"""

PR #319, opened 2021-02-19
feat(deadline): add security group configuration for Repository and RenderQueue

### LINKED ISSUE #307: Expand configuration options for Security Group configuration
It is not currently possible to provide/configure the Security Group for:
1. Repository -- https://docs.aws.amazon.com/rfdk/api/latest/docs/aws-rfdk.deadline.Repository.html
2. The RCS host instance in RenderQueue -- https://docs.aws.amazon.com/rfdk/api/latest/docs/aws-rfdk.deadline.RenderQueue.html

It would be grand to be able to have fine-grained control over those security groups.

### Use Case

Presently, the security groups created for these resources allow full-egress by default. Customers that are aiming for enhanced layers of network-level access controls have a need to set these security groups to deny all egress by default, and to explicitly add their own egress rules.

Customers may also have created their own security group that, say, controls access to VPC Interface Endpoints, and they need a means by which those security groups can be added to the Repository & RenderQueue's hosts.

### Proposed Solution

1. Property on the construct(s) that allow providing the security group that will be used. Note: RenderQueue should provide separate properties for the ALB & ECS host; the Connections object of the RenderQueue should remain as the ALB's SG, but there should also be an easy-access way to get to the RCS-host's SG.
2. Addition of an `addSecurityGroup()` method (ex: https://docs.aws.amazon.com/rfdk/api/latest/docs/aws-rfdk.deadline.WorkerInstanceFleet.html#add-wbr-security-wbr-groupsecuritygroup ) to these constructs that allows the customer to add additional security groups to the construct after creation. In the RenderQueue, there should be separate methods for the ALB & RCS SGs. Note: These additional security groups should not be added to the Connections object of the construct -- doing that would make any use of the construct's Connections object also change the added SGs.

### Other

N/A

---

jericht:
Fixes https://github.com/aws/aws-rfdk/issues/307

### Changes
- `RenderQueue`: Add `addSecurityGroups` method that adds security groups to the `AutoScalingGroup`, `LoadBalancer`, or both.
- `Repository`: Add `addSecurityGroup` method that adds security groups to the `DatabaseConnection`.
- `DatabaseConnection`
    - DocDB: Adds security groups to the `CfnDBCluster`.
    - MongoDB: Adds security groups to the MongoDB server.
- `MongoDbInstance`: Added an `addSecurityGroup` method to add security groups to the `AutoScalingGroup` of the `StaticPrivateIpServer`.

### Testing
- Added unit tests
- Manual end-to-end tests by modifying the All-In-AWS-Infrastructure-Basic typescript sample app
    - Added a new `SecurityGroup` in `StorageTier` and added it to the `Repository` construct in the `ServiceTier`.
    - Added a new `SecurityGroup` in `ServiceTier` and added it to the `RenderQueue` construct in the `ServiceTier`.
    - Verified that the new security groups get added to the correct resources:
        - `Repository` (DocDB): Added to the DocDB Cluster
        - `Repository` (MongoDB): Added to the AutoScalingGroup
        - `RenderQueue`: Added to the AutoScalingGroup and LoadBalancer
    - Test cases
        1. DocDB repository, pass security groups into constructors
        2. DocDB repository, use `addSecurityGroup(s)` methods to add security groups
        3. MongoDB repository, pass security groups into constructors
        4. MongoDB repository, use `addSecurityGroup(s)` methods to add security groups

----

### DIFF
--- a/packages/aws-rfdk/lib/core/lib/mongodb-instance.ts
+++ b/packages/aws-rfdk/lib/core/lib/mongodb-instance.ts
@@ -286,6 +286,12 @@ export interface IMongoDb extends IConnectable, IConstruct {
    * The version of MongoDB that is running on this instance.
    */
   readonly version: MongoDbVersion;
+
+  /**
+   * Adds security groups to the database.
+   * @param securityGroups The security groups to add.
+   */
+  addSecurityGroup(...securityGroups: ISecurityGroup[]): void;
 }
 
 /**
@@ -485,6 +491,13 @@ export class MongoDbInstance extends Construct implements IMongoDb, IGrantable {
 
     // Tag deployed resources with RFDK meta-data
     tagConstruct(this);
+  }
+
+  /**
+   * @inheritdoc
+   */
+  public addSecurityGroup(...securityGroups: ISecurityGroup[]): void {
+    securityGroups?.forEach(securityGroup => this.server.autoscalingGroup.addSecurityGroup(securityGroup));
   }
 
   /**
--- a/packages/aws-rfdk/lib/deadline/lib/database-connection.ts
+++ b/packages/aws-rfdk/lib/deadline/lib/database-connection.ts
@@ -7,10 +7,12 @@ import * as path from 'path';
 import {
   CfnDBCluster,
   CfnDBInstance,
+  DatabaseCluster,
   IDatabaseCluster,
 } from '@aws-cdk/aws-docdb';
 import {
   IConnectable,
+  ISecurityGroup,
   OperatingSystemType,
   Port,
 } from '@aws-cdk/aws-ec2';
@@ -155,6 +157,13 @@ export abstract class DatabaseConnection {
    * @param child The child to make dependent upon this database.
    */
   public abstract addChildDependency(child: IConstruct): void;
+
+  /**
+   * Adds a security group to the database.
+   *
+   * @param securityGroups The security group to add.
+   */
+  public abstract addSecurityGroup(...securityGroups: ISecurityGroup[]): void;
 }
 
 /**
@@ -268,6 +277,42 @@ class DocDBDatabaseConnection extends DatabaseConnection {
   }
 
   /**
+   * @inheritdoc
+   */
+  public addSecurityGroup(...securityGroups: ISecurityGroup[]): void {
+    let added = false;
+    const errorReasons: string[] = [];
+    if (this.props.database instanceof DatabaseCluster) {
+      const resource = (this.props.database as DatabaseCluster).node.tryFindChild('Resource');
+
+      // TODO: Replace this code with the addSecurityGroup method of DatabaseCluster once this PR is merged:
+      // https://github.com/aws/aws-cdk/pull/13290
+      if (resource instanceof CfnDBCluster) {
+        const cfnCluster = resource as CfnDBCluster;
+        const securityGroupIds = securityGroups.map(sg => sg.securityGroupId);
+
+        if (cfnCluster.vpcSecurityGroupIds === undefined) {
+          cfnCluster.vpcSecurityGroupIds = securityGroupIds;
+        } else {
+          cfnCluster.vpcSecurityGroupIds.push(...securityGroupIds);
+        }
+        added = true;
+      } else {
+        errorReasons.push('The internal implementation of AWS CDK\'s DocumentDB cluster construct has changed.');
+      }
+    } else {
+      errorReasons.push('The "database" property passed to this class is not an instance of AWS CDK\'s DocumentDB cluster construct.');
+    }
+
+    if (!added) {
+      Annotations.of(this.props.database).addWarning(
+        `Failed to add the following security groups to ${this.props.database.node.id}: ${securityGroups.map(sg => sg.node.id).join(', ')}. ` +
+        errorReasons.join(' '),
+      );
+    }
+  }
+
+  /**
    * Deadline is only compatible with MongoDB 3.6. This function attempts to determine whether
    * the given DocDB version is compatible.
    */
@@ -373,6 +418,13 @@ class MongoDbInstanceDatabaseConnection extends DatabaseConnection {
       const db = this.props.database as MongoDbInstance;
       child.node.addDependency(db.server.autoscalingGroup.node.defaultChild!);
     }
+  }
+
+  /**
+   * @inheritdoc
+   */
+  public addSecurityGroup(...securityGroups: ISecurityGroup[]): void {
+    this.props.database.addSecurityGroup(...securityGroups);
   }
 
   /**
--- a/packages/aws-rfdk/lib/deadline/lib/render-queue-ref.ts
+++ b/packages/aws-rfdk/lib/deadline/lib/render-queue-ref.ts
@@ -213,9 +213,9 @@ export interface RenderQueueAccessLogProps {
 }
 
 /**
- * Options for security groups of the Render Queue.
+ * Security groups of the Render Queue.
  */
-export interface RenderQueueSecurityGroupsOptions {
+export interface RenderQueueSecurityGroups {
   /**
    * The security group for the backend components of the Render Queue, which consists of the AutoScalingGroup for the Deadline RCS.
    */
@@ -329,9 +329,11 @@ export interface RenderQueueProps {
   readonly deletionProtection?: boolean;
 
   /**
-   * Options to add additional security groups to the Render Queue.
+   * Security groups to use for the Render Queue.
+   *
+   * @default - new security groups are created
    */
-  readonly securityGroupsOptions?: RenderQueueSecurityGroupsOptions;
+  readonly securityGroups?: RenderQueueSecurityGroups;
 }
 
 /**
--- a/packages/aws-rfdk/lib/deadline/lib/render-queue-ref.ts
+++ b/packages/aws-rfdk/lib/deadline/lib/render-queue-ref.ts
@@ -8,6 +8,7 @@ import {
 } from '@aws-cdk/aws-certificatemanager';
 import {
   InstanceType,
+  ISecurityGroup,
   IVpc,
   SubnetSelection,
 } from '@aws-cdk/aws-ec2';
@@ -212,6 +213,20 @@ export interface RenderQueueAccessLogProps {
 }
 
 /**
+ * Options for security groups of the Render Queue.
+ */
+export interface RenderQueueSecurityGroupsOptions {
+  /**
+   * The security group for the backend components of the Render Queue, which consists of the AutoScalingGroup for the Deadline RCS.
+   */
+  readonly backend?: ISecurityGroup;
+  /**
+   * The security group for the frontend of the Render Queue, which is its load balancer.
+   */
+  readonly frontend?: ISecurityGroup;
+}
+
+/**
  * Properties for the Render Queue
  */
 export interface RenderQueueProps {
@@ -312,6 +327,11 @@ export interface RenderQueueProps {
    * @see https://docs.aws.amazon.com/elasticloadbalancing/latest/application/application-load-balancers.html#deletion-protection
    */
   readonly deletionProtection?: boolean;
+
+  /**
+   * Options to add additional security groups to the Render Queue.
+   */
+  readonly securityGroupsOptions?: RenderQueueSecurityGroupsOptions;
 }
 
 /**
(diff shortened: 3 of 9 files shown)


packages/aws-rfdk/lib/core/lib/mongodb-instance.ts
```diff
@@ -487,6 +493,13 @@ export class MongoDbInstance extends Construct implements IMongoDb, IGrantable {
     tagConstruct(this);
   }
 
+  /**
+   * @inheritdoc
+   */
+  public addSecurityGroup(...securityGroups: ISecurityGroup[]): void {
```
ddneilson, line 499: This is a good addition. Thanks!

packages/aws-rfdk/lib/deadline/lib/database-connection.ts
```diff
@@ -267,6 +276,35 @@ class DocDBDatabaseConnection extends DatabaseConnection {
...
+      }
+    }
+
+    if (!added) {
+      Annotations.of(this.props.database).addWarning(
+        `Failed to add the following security groups to ${this.props.database.node.id}: ${securityGroups.map(sg => sg.node.id).join(', ')}. ` +
+        'This is because either the "database" property passed to this class is not an instance of AWS CDK\'s DocumentDB cluster construct or the ' +
+        'internal implementation of AWS CDK\'s DocumentDB cluster construct has changed.',
+      );
+    }
```
kozlove-aws, line 312: What do you say on adding separate annotation far every  case instead of general one?
I believe it will be more informative for user.

packages/aws-rfdk/lib/deadline/lib/database-connection.ts
```diff
@@ -267,6 +276,35 @@ class DocDBDatabaseConnection extends DatabaseConnection {
...
   }
 
+  /**
+   * @inheritdoc
+   */
+  public addSecurityGroup(...securityGroups: ISecurityGroup[]): void {
+    let added = false;
+    if (this.props.database instanceof DatabaseCluster) {
+      const resource = (this.props.database as DatabaseCluster).node.findChild('Resource');
+      if (resource instanceof CfnDBCluster) {
```
ddneilson, line 290: This is clever. If you're willing, and have the time, it might be worth whipping up a quick PR for the CDK to add an `addSecurityGroup()` to the DocumentDB Cluster construct. Then, we could switch this code to use that once it becomes available.

packages/aws-rfdk/lib/deadline/lib/render-queue-ref.ts
```diff
@@ -211,6 +212,20 @@ export interface RenderQueueAccessLogProps {
...
 }
 
+/**
+ * Options for security groups of the `RenderQueue`.
+ */
+export interface RenderQueueSecurityGroupsOptions {
+  /**
+   * The `AutoScalingGroup` security groups.
+   */
+  readonly autoScalingGroup?: ISecurityGroup[];
```
ddneilson: 1) Maybe name these `backend` and `frontend` instead? `frontend` -> Security group for the load balancer. `backend` -> Security group for everything behind the load balancer. It's probable that we add the Deadline WebService to this same construct, and it makes some sense for it to have the same SG as the RCS.

2) The normal pattern in CDK constructs is to accept a single `ISecurityGroup` as a construct property, rather than an array, and then expose an `addSecurityGroups()` method. What do you think about following that pattern here?

packages/aws-rfdk/lib/deadline/lib/render-queue-ref.ts
```diff
@@ -312,6 +327,11 @@ export interface RenderQueueProps {
    * @see https://docs.aws.amazon.com/elasticloadbalancing/latest/application/application-load-balancers.html#deletion-protection
    */
   readonly deletionProtection?: boolean;
+
+  /**
+   * Options to add additional security groups to the `RenderQueue`.
+   */
+  readonly securityGroups?: RenderQueueSecurityGroupsOptions;
```
kozlove-aws: How about more informative variable name?
Like `securityGroupsOptions`.

kozlove-aws (commented):
Change looks good. Just a couple small remarks

packages/aws-rfdk/lib/deadline/lib/render-queue.ts
```diff
@@ -448,6 +449,10 @@ export class RenderQueue extends RenderQueueBase implements IGrantable {
       });
     }
 
+    if (props.securityGroups) {
```
ddneilson: I suggest replacing this in favour of:

1. We'll want to modify the `const loadBalancer = new ApplicationLoadBalancer(this, 'LB', {` to pass the frontend security group, from the props, as the `securityGroup` [property](https://docs.aws.amazon.com/cdk/api/latest/docs/@aws-cdk_aws-elasticloadbalancingv2.ApplicationLoadBalancer.html#securitygroup). All listeners created for the ALB will use the LoadBalancer's security groups.
2. Similarly, we'll want to modify the  `this.asg = this.cluster.addCapacity('RCS Capacity', {` to pass the backend security group. The properties of that call are just AutoScalingGroup properties -- you can see that here: https://github.com/aws/aws-cdk/blob/4553d4b37cc7c2062eebc36bfe7a03b0226b598d/packages/%40aws-cdk/aws-ecs/lib/cluster.ts#L226 .

packages/aws-rfdk/lib/deadline/lib/render-queue.ts
```diff
@@ -519,6 +524,15 @@ export class RenderQueue extends RenderQueueBase implements IGrantable {
     child.node.addDependency(this.taskDefinition);
   }
 
+  public addSecurityGroups(securityGroups: RenderQueueSecurityGroupsOptions) {
```
ddneilson: I suggest splitting this in two, to make the interface simpler in Python:
1. `addFrontendSecurityGroups( array of SGs )` -> Add the security groups to the load balancer.
2. `addBackendSecurityGroups( array of SGs )` -> Add the security groups to the backend components (currently just the RCS's ASG).

packages/aws-rfdk/lib/deadline/lib/repository.ts
```diff
@@ -339,6 +340,11 @@ export interface RepositoryProps {
    * @default Duration.days(15) for the database
    */
   readonly backupOptions?: RepositoryBackupOptions;
+
+  /**
+   * The security groups to add to the database.
+   */
+  readonly securityGroups?: ISecurityGroup[];
```
ddneilson: Thinking a little out loud here ... There are three components in the Repository that need security groups.
1. EFS
2. DocDB
3. Repository installer instance/ASG.

It makes a certain amount of sense to expose the ability to provide a single SG for each of those; similar to the suggestion for the RenderQueue. Then, if we make sure that there are public object members for each of those things, the user can use the EFS/Cluster/ASG construct's own `addSecurityGroup()` and `IConnectable` interface to add/modify security group settings.

packages/aws-rfdk/lib/deadline/lib/repository.ts
```diff
@@ -535,6 +541,10 @@ export class Repository extends Construct implements IRepository {
       });
     }
 
+    if (props.securityGroups) {
```
ddneilson: Then, here, similar to the RenderQueue. Replace this with:

1. Passing the filesystem SG as a [property](https://docs.aws.amazon.com/cdk/api/latest/docs/@aws-cdk_aws-efs.FileSystem.html#securitygroupspan-classapi-icon-api-icon-experimental-titlethis-api-element-is-experimental-it-may-change-without-noticespan) when creating the EFS.
2. Passing the database SG as a [property](https://docs.aws.amazon.com/cdk/api/latest/docs/@aws-cdk_aws-docdb.InstanceProps.html#securitygroupspan-classapi-icon-api-icon-experimental-titlethis-api-element-is-experimental-it-may-change-without-noticespan) when creating the DocDB.
3. Passing the installer's SG as a property when creating the ASG.

ddneilson (changes requested):

packages/aws-rfdk/lib/deadline/lib/database-connection.ts
jericht: Sure, updated

packages/aws-rfdk/lib/deadline/lib/render-queue-ref.ts
jericht: Sounds good, updated

packages/aws-rfdk/lib/deadline/lib/render-queue-ref.ts
jericht: Updated

packages/aws-rfdk/lib/deadline/lib/render-queue.ts
jericht: Sounds good. I've moved the frontend security group into the ALB constructor. The `addCapacity` method doesn't look like it "officially" takes in a security group, but based on the code you linked it looks safe to force it in the options by using `@ts-ignore`, which is what I've put for now.

packages/aws-rfdk/lib/deadline/lib/render-queue.ts
jericht: Sure, split this up into two

packages/aws-rfdk/lib/deadline/lib/repository.ts
jericht: Good idea, updated.

Exposing the EFS was a bit tricky since we have the `IMountableLinuxFilesystem` interface that, I'm assuming, allows users to pass in their own implementation of it using any filesystem they want, so we can't be sure that the underlying filesystem is EFS. The best thing I could think of was exposing an "optional" member for the EFS that is only defined if the Repository creates its own, else `undefined` (which should be fine since that means the user already has a reference to their file system object).

packages/aws-rfdk/lib/deadline/lib/repository.ts
jericht: Updated

packages/aws-rfdk/lib/deadline/lib/database-connection.ts
jericht: Good idea, made a PR: https://github.com/aws/aws-cdk/pull/13290

packages/aws-rfdk/lib/deadline/test/render-queue.test.ts
```diff
@@ -2271,6 +2274,120 @@ describe('RenderQueue', () => {
...
+      // WHEN
+      renderQueue.addFrontendSecurityGroups(frontendSecurityGroup);
+
+      // THEN
+      assertSecurityGroupsWereAdded({
+        frontend: frontendSecurityGroup,
+      });
+    });
+
+    test('security groups added post-construction are not attached to Connections object', () => {
```
ddneilson, line 2343: This is great. Good idea adding this test.

ddneilson (dismissed):
This is great work, Jericho. Thanks for the contribution!

packages/aws-rfdk/lib/deadline/lib/render-queue-ref.ts
```diff
@@ -211,6 +212,20 @@ export interface RenderQueueAccessLogProps {
...
+export interface RenderQueueSecurityGroupsOptions {
+  /**
+   * The security group for the backend components of the Render Queue, which consists of the AutoScalingGroup for the Deadline RCS.
+   */
+  readonly backend?: ISecurityGroup;
+  /**
+   * The security group for the frontend of the Render Queue, which is its load balancer.
+   */
+  readonly frontend?: ISecurityGroup;
+}
```
kozlove-aws, line 227: Now it is not options any more. I can see possible two security groups that should be added.
Is any reason we are limited with only one security group for backend and frontend?

jericht: It's mostly to follow the pattern that CDK has established to take in a [single security group in the constructor](https://github.com/aws/aws-cdk/blob/ea91aa31db9e2f31c734ad6d7e1f64d5d432dfd4/packages/%40aws-cdk/aws-ec2/lib/instance.ts#L122) and have a [method to add more](https://github.com/aws/aws-cdk/blob/ea91aa31db9e2f31c734ad6d7e1f64d5d432dfd4/packages/%40aws-cdk/aws-ec2/lib/instance.ts#L418), as Daniel pointed out earlier.

kozlove-aws (approved):
Looks good for me.

ddneilson (approved):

"""

▶ **What needs to be done**
Your answer should reproduce each line of the listing that holds the word "blob".

▶ **Exercise answer**
2. Similarly, we'll want to modify the  `this.asg = this.cluster.addCapacity('RCS Capacity', {` to pass the backend security group. The properties of that call are just AutoScalingGroup properties -- you can see that here: https://github.com/aws/aws-cdk/blob/4553d4b37cc7c2062eebc36bfe7a03b0226b598d/packages/%40aws-cdk/aws-ecs/lib/cluster.ts#L226 .
jericht: It's mostly to follow the pattern that CDK has established to take in a [single security group in the constructor](https://github.com/aws/aws-cdk/blob/ea91aa31db9e2f31c734ad6d7e1f64d5d432dfd4/packages/%40aws-cdk/aws-ec2/lib/instance.ts#L122) and have a [method to add more](https://github.com/aws/aws-cdk/blob/ea91aa31db9e2f31c734ad6d7e1f64d5d432dfd4/packages/%40aws-cdk/aws-ec2/lib/instance.ts#L418), as Daniel pointed out earlier.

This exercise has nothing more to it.